# Your goal:
Output the data below in full, byte for byte. Nothing may differ.

Stored dataset items:

PR #15856, opened 2025-12-03
fix: allow custom properties on QueryFilter objects (gh-15854)

### LINKED ISSUE #15854: Can't access custom props of `QueryFilter` objects
### Prerequisites

### Mongoose version

9.0.0

### Node.js version

24.11.1

### MongoDB server version

N/A

5.9.3

### Description

Trying to access properties of a `QueryFilter` in TypeScript fails with "Property '\<name\>" does not exist".

### Steps to Reproduce

```ts
const filter = { foo: 'hi' } as mongoose.QueryFilter<{ foo: string }>;
filter.foo; // error: Property 'foo' does not exist on type '_QueryFilter<{ foo: string; }>'.
```

### Expected Behavior

In v8, the above code worked without producing an error. I would expect it to still do so.

shalini-saloni:
Fixes #15854
## Description
This PR fixes an issue where TypeScript would throw an error when trying to access custom properties on `QueryFilter` objects.
## Changes
- Modified `_QueryFilter` type definition in `types/query.d.ts` to include `& Record<string, any>`, allowing custom properties
- Added test case `gh15854()` in `test/types/queries.test.ts` to verify the fix
## Testing
- All TypeScript type tests pass (`npm run test-tsd`)
- The new test case verifies that custom properties can be accessed without TypeScript errors

### DIFF
--- a/types/query.d.ts
+++ b/types/query.d.ts
@@ -9,18 +9,18 @@ declare module 'mongoose' {
   type QueryTypeCasting<T> = T extends string
     ? StringQueryTypeCasting
     : T extends Types.ObjectId
-      ? ObjectIdQueryTypeCasting
-      : T extends Types.UUID
-        ? UUIDQueryTypeCasting
-        : T extends Buffer
-          ? BufferQueryCasting
-          : T extends NativeDate
-            ? DateQueryTypeCasting
-            : T;
+    ? ObjectIdQueryTypeCasting
+    : T extends Types.UUID
+    ? UUIDQueryTypeCasting
+    : T extends Buffer
+    ? BufferQueryCasting
+    : T extends NativeDate
+    ? DateQueryTypeCasting
+    : T;
 
   export type ApplyBasicQueryCasting<T> = QueryTypeCasting<T> | QueryTypeCasting<T[]> | (T extends (infer U)[] ? QueryTypeCasting<U> : T) | null;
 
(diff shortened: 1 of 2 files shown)


types/query.d.ts
```diff
@@ -9,18 +9,18 @@ declare module 'mongoose' {
...
+    : T extends Buffer
+    ? BufferQueryCasting
+    : T extends NativeDate
+    ? DateQueryTypeCasting
+    : T;
 
   export type ApplyBasicQueryCasting<T> = QueryTypeCasting<T> | QueryTypeCasting<T[]> | (T extends (infer U)[] ? QueryTypeCasting<U> : T) | null;
 
-  type _QueryFilter<T> = ({ [P in keyof T]?: mongodb.Condition<ApplyBasicQueryCasting<T[P]>>; } & mongodb.RootFilterOperators<{ [P in keyof T]?: ApplyBasicQueryCasting<T[P]>; }>);
+  type _QueryFilter<T> = ({ [P in keyof T]?: mongodb.Condition<ApplyBasicQueryCasting<T[P]>>; } & mongodb.RootFilterOperators<{ [P in keyof T]?: ApplyBasicQueryCasting<T[P]>; }> & Record<string, any>);
```
simon-abbott, line 23: This is a bad approach as it allows arbitrary access into what should be a strongly typed object. It feels like trying to solve the issue of a locked door by taking a sledgehammer to the adjacent wall. Sure it works, but there must be a better way.

vkarpov15:
This doesn't have anything to do with the reported issue, I'm closing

# Answer to this problem:
PR #15856, opened 2025-12-03
fix: allow custom properties on QueryFilter objects (gh-15854)

### LINKED ISSUE #15854: Can't access custom props of `QueryFilter` objects
### Prerequisites

### Mongoose version

9.0.0

### Node.js version

24.11.1

### MongoDB server version

N/A

5.9.3

### Description

Trying to access properties of a `QueryFilter` in TypeScript fails with "Property '\<name\>" does not exist".

### Steps to Reproduce

```ts
const filter = { foo: 'hi' } as mongoose.QueryFilter<{ foo: string }>;
filter.foo; // error: Property 'foo' does not exist on type '_QueryFilter<{ foo: string; }>'.
```

### Expected Behavior

In v8, the above code worked without producing an error. I would expect it to still do so.

shalini-saloni:
Fixes #15854
## Description
This PR fixes an issue where TypeScript would throw an error when trying to access custom properties on `QueryFilter` objects.
## Changes
- Modified `_QueryFilter` type definition in `types/query.d.ts` to include `& Record<string, any>`, allowing custom properties
- Added test case `gh15854()` in `test/types/queries.test.ts` to verify the fix
## Testing
- All TypeScript type tests pass (`npm run test-tsd`)
- The new test case verifies that custom properties can be accessed without TypeScript errors

### DIFF
--- a/types/query.d.ts
+++ b/types/query.d.ts
@@ -9,18 +9,18 @@ declare module 'mongoose' {
   type QueryTypeCasting<T> = T extends string
     ? StringQueryTypeCasting
     : T extends Types.ObjectId
-      ? ObjectIdQueryTypeCasting
-      : T extends Types.UUID
-        ? UUIDQueryTypeCasting
-        : T extends Buffer
-          ? BufferQueryCasting
-          : T extends NativeDate
-            ? DateQueryTypeCasting
-            : T;
+    ? ObjectIdQueryTypeCasting
+    : T extends Types.UUID
+    ? UUIDQueryTypeCasting
+    : T extends Buffer
+    ? BufferQueryCasting
+    : T extends NativeDate
+    ? DateQueryTypeCasting
+    : T;
 
   export type ApplyBasicQueryCasting<T> = QueryTypeCasting<T> | QueryTypeCasting<T[]> | (T extends (infer U)[] ? QueryTypeCasting<U> : T) | null;
 
(diff shortened: 1 of 2 files shown)


types/query.d.ts
```diff
@@ -9,18 +9,18 @@ declare module 'mongoose' {
...
+    : T extends Buffer
+    ? BufferQueryCasting
+    : T extends NativeDate
+    ? DateQueryTypeCasting
+    : T;
 
   export type ApplyBasicQueryCasting<T> = QueryTypeCasting<T> | QueryTypeCasting<T[]> | (T extends (infer U)[] ? QueryTypeCasting<U> : T) | null;
 
-  type _QueryFilter<T> = ({ [P in keyof T]?: mongodb.Condition<ApplyBasicQueryCasting<T[P]>>; } & mongodb.RootFilterOperators<{ [P in keyof T]?: ApplyBasicQueryCasting<T[P]>; }>);
+  type _QueryFilter<T> = ({ [P in keyof T]?: mongodb.Condition<ApplyBasicQueryCasting<T[P]>>; } & mongodb.RootFilterOperators<{ [P in keyof T]?: ApplyBasicQueryCasting<T[P]>; }> & Record<string, any>);
```
simon-abbott, line 23: This is a bad approach as it allows arbitrary access into what should be a strongly typed object. It feels like trying to solve the issue of a locked door by taking a sledgehammer to the adjacent wall. Sure it works, but there must be a better way.

vkarpov15:
This doesn't have anything to do with the reported issue, I'm closing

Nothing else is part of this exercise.